PR #116, opened 2018-11-21
feat(i18n): add backwards compatible async messages

montezume:
#### Summary

When <AsyncLocaleData> is given the prop `fetchApplicationMessages`, of type function, and that function is invoked with a language, which results in a promise, then `AsyncLocaleData` will resolve that promise and invoke `children` with its result. Else, it will just invoke children with the property `applicationMessages`, which is passed into it from app-shell.

### DIFF
--- a/packages/application-shell/src/components/application-shell/application-shell.js
+++ b/packages/application-shell/src/components/application-shell/application-shell.js
@@ -75,8 +75,12 @@ export const RestrictedApplication = props => (
         // user's browser to attempt to match the language for the correct translations.
         const userLocale = getBrowserLanguage(window);
         return (
-          <AsyncLocaleData locale={userLocale}>
-            {({ language, messages }) => {
+          <AsyncLocaleData
+            locale={userLocale}
+            fetchApplicationMessages={props.fetchApplicationMessages}
+            applicationMessages={props.applicationMessages}
+          >
+            {({ language, messages, applicationMessages }) => {
               reportErrorToSentry(error, {});
               return (
                 <ConfigureIntlProvider
@@ -84,7 +88,7 @@ export const RestrictedApplication = props => (
                   messages={mergeMessages(
                     messages,
                     i18n[language],
-                    props.applicationMessages[language]
+                    applicationMessages
                   )}
                 >
                   <ErrorApologizer />
@@ -104,8 +108,17 @@ export const RestrictedApplication = props => (
             Therefore, as long as there is no locale, the children should consider using the
             `isLoading` prop to decide what to render.
           */}
-          <AsyncLocaleData locale={user && user.language}>
-            {({ isLoading: isLoadingLocaleData, language, messages }) => (
+          <AsyncLocaleData
+            locale={user && user.language}
+            applicationMessages={props.applicationMessages}
+            fetchApplicationMessages={props.fetchApplicationMessages}
+          >
+            {({
+              isLoading: isLoadingLocaleData,
+              language,
+              messages,
+              applicationMessages,
+            }) => (
               <ConfigureIntlProvider
                 // We do not want to pass the language as long as the locale data
                 // is not loaded.
@@ -116,7 +129,7 @@ export const RestrictedApplication = props => (
                       messages: mergeMessages(
                         messages,
                         i18n[language],
-                        props.applicationMessages[language]
+                        applicationMessages
                       ),
                     })}
               >
@@ -345,7 +358,8 @@ RestrictedApplication.propTypes = {
   environment: PropTypes.object.isRequired,
   defaultFeatureFlags: PropTypes.object,
   render: PropTypes.func.isRequired,
-  applicationMessages: PropTypes.object.isRequired,
+  applicationMessages: PropTypes.object,
+  fetchApplicationMessages: PropTypes.func,
   INTERNAL__isApplicationFallback: PropTypes.bool.isRequired,
 };
 
@@ -403,7 +417,8 @@ export default class ApplicationShell extends React.Component {
     ),
     render: PropTypes.func.isRequired,
     onRegisterErrorListeners: PropTypes.func.isRequired,
-    applicationMessages: PropTypes.object.isRequired,
+    applicationMessages: PropTypes.object,
+    fetchApplicationMessages: PropTypes.func,
     // Internal usage only, does not need to be documented
     INTERNAL__isApplicationFallback: PropTypes.bool,
   };
@@ -448,6 +463,9 @@ export default class ApplicationShell extends React.Component {
                                 applicationMessages={
                                   this.props.applicationMessages
                                 }
+                                fetchApplicationMessages={
+                                  this.props.fetchApplicationMessages
+                                }
                                 INTERNAL__isApplicationFallback={
                                   this.props.INTERNAL__isApplicationFallback
                                 }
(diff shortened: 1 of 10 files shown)


packages/application-shell/src/components/application-shell/application-shell.js
```diff
@@ -345,7 +358,8 @@ RestrictedApplication.propTypes = {
   environment: PropTypes.object.isRequired,
   defaultFeatureFlags: PropTypes.object,
   render: PropTypes.func.isRequired,
-  applicationMessages: PropTypes.object.isRequired,
+  applicationMessages: PropTypes.object,
+  fetchApplicationMessages: PropTypes.func,
```
montezume: maybe oneOf or something? I'm not sure how to make a propType be one or the other

packages/i18n/async-locale-data/async-locale-data.js
```diff
@@ -35,12 +42,28 @@ class AsyncLocaleData extends React.Component {
...
+    }
+
+    Promise.all(promises).then(
+      response => {
         this.setState({
           isLoading: false,
           language,
-          messages: data,
+          messages: response[0],
+          applicationMessages: response[1]
```
montezume: if no promise result, then just use the passed in applicationMessages

packages/application-shell/src/components/application-shell/application-shell.js
tdeekens: You can do

```js
applicationMessages: PropTypes.oneOfType([
    PropTypes.func,
    PropTypes.instanceOf(Whatever)
])
```

or any other type combination.

montezume: yeah that makes sense 👍

montezume: sort of weird though because applicationMessages needs to be a function, that receives a language, and returns a promise 🤔

packages/i18n/async-locale-data/async-locale-data.js
```diff
@@ -35,12 +42,28 @@ class AsyncLocaleData extends React.Component {
...
+        ? this.props.fetchApplicationMessages(language)
+        : null;
+
+    let promises = [loadI18n(language)];
+
+    if (isPromiseLike(applicationMessagePromise)) {
+      promises = promises.concat([applicationMessagePromise]);
+    }
+
+    Promise.all(promises).then(
```
tdeekens: Maybe it eases the eye if we'd do a 

```js
const messageFetchingPromises = do {
  if(isPromiseLike(applicationMessagePromise)) 
    [loadI18n(language), applicationMessagePromise];
  else
    [loadI18n(language)]
}
const [messages, applicationMessages] = await Promise.all(messageFetchingPromises);

this.setState({...})
```

packages/application-shell/src/components/application-shell/application-shell.js
tdeekens: Yeah it's a `applicationMessages(language: Language) => Promise<ApplicationMessage>` as far as I understand.

packages/i18n/async-locale-data/async-locale-data.js
```diff
@@ -1,11 +1,15 @@
 import React from 'react';
 import PropTypes from 'prop-types';
 import { reportErrorToSentry } from '@commercetools-frontend/sentry';
+import isFunction from 'lodash.isfunction';
```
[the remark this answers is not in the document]
montezume: removed it 👍

packages/application-shell/README.md
```diff
@@ -65,13 +65,13 @@ ReactDOM.render(<EntryPoint />, document.getElementById('root'));
...
-| `onRegisterErrorListeners` | `func`   |    ✅    | -       | A callback function to setup global event listeners, called when the `ApplicationShell` is mounted                                            |
+| Props                      | Type               | Required | Default | Description                                                                                                                                                                                                       |
+| -------------------------- | ------------------ | :------: | ------- | ----------------------------------------------------------------------------------------------------------------------------------------------------------------------------------------------------------------- |
+| `applicationMessages`      | `object` or `func` |    ✅    | -       | Either an object containing all the translated messages per locale (`{ "en": { "Welcome": "Welcome" }, "de": { "Welcome": "Wilkommen" }}`), or a function that returns a promise that resolves to such an object. |
```
montezume: this was outdated

packages/i18n/package.json
```diff
@@ -34,6 +34,7 @@
     "build:es:watch": "npm run build:es -- -w"
   },
   "dependencies": {
+    "@babel/runtime": "7.1.5",
```
montezume: if you use an async function without having this as a dependency, then rollup will complain. we don't bundle dependencies with rollup anyways, so this won't increase bundle size

montezume:
Okay I addressed the PR comments and tried to update the documentation in `ApplicationShell`. I don't think we should add documentation for `AsyncLocaleData` itself, as it's not used externally - it's only used inside of AppShell, not inside of the apps directly.

packages/application-shell/README.md
emmenko: I would document how this works. Maybe add a section below about `## Loading i18n messages with code splitting`

packages/i18n/async-locale-data/async-locale-data.js
```diff
@@ -33,18 +39,38 @@ class AsyncLocaleData extends React.Component {
...
+    try {
+      const [messages, applicationMessages] = await Promise.all(
+        messageFetchingPromises
+      );
+      this.setState({
+        isLoading: false,
+        language,
+        messages: mergeMessages(
+          messages,
+          applicationMessages || this.props.applicationMessages[language]
```
emmenko: Use `this.props.applicationMessages && this.props.applicationMessages[language]` since the prop is optional and could run into runtime errors

playground/src/components/entry-point/entry-point.js
```diff
@@ -11,6 +11,19 @@ import {
 import { Sdk } from '@commercetools-frontend/sdk';
 import * as globalActions from '@commercetools-frontend/actions-global';
 import { Redirect, Route, Switch } from 'react-router-dom';
+// import applicationMessages from '../../i18n';
+
+const fetchApplicationMessages = lang =>
+  new Promise((resolve, reject) =>
+    import(`../../i18n/data/${lang}.json` /* webpackChunkName: "application-messages-[request]" */).then(
```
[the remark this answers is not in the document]
tdeekens: Insane.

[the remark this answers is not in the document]
montezume: 🤷‍♂️. We had this [request] thing before we did the split out anyways.

packages/i18n/async-locale-data/async-locale-data.js
montezume: 👍

montezume:
@emmenko documented [here](https://github.com/commercetools/merchant-center-application-kit/pull/116/commits/9f05fabe6667b49dd20d2b002c8c897730c6e8d3)

packages/application-shell/README.md
```diff
@@ -63,6 +63,34 @@ EntryPoint.displayName = 'EntryPoint';
 ReactDOM.render(<EntryPoint />, document.getElementById('root'));
 ```
 
+## Loading i18n messages with code splitting
+
+```js
+// define a function that accepts a language, and returns a promise.
+const applicationMessages = lang =>
```
emmenko: Nitpick: we can maybe name this variable `loadApplicationMessagesForLanguage`, to make it clear what it does

montezume:
anything from your side @tdeekens ?

packages/i18n/async-locale-data/async-locale-data.js
montezume: applicationMessages is defined as being a required prop in the docs though, and the current propType is object.isRequired? Should we change it to optional?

Your goal: Quote exactly the stretch of lines above that starts at the first one and ends at the line with "#### Summary", and nothing beyond it.

Answer for this exercise:
PR #116, opened 2018-11-21
feat(i18n): add backwards compatible async messages

montezume:
#### Summary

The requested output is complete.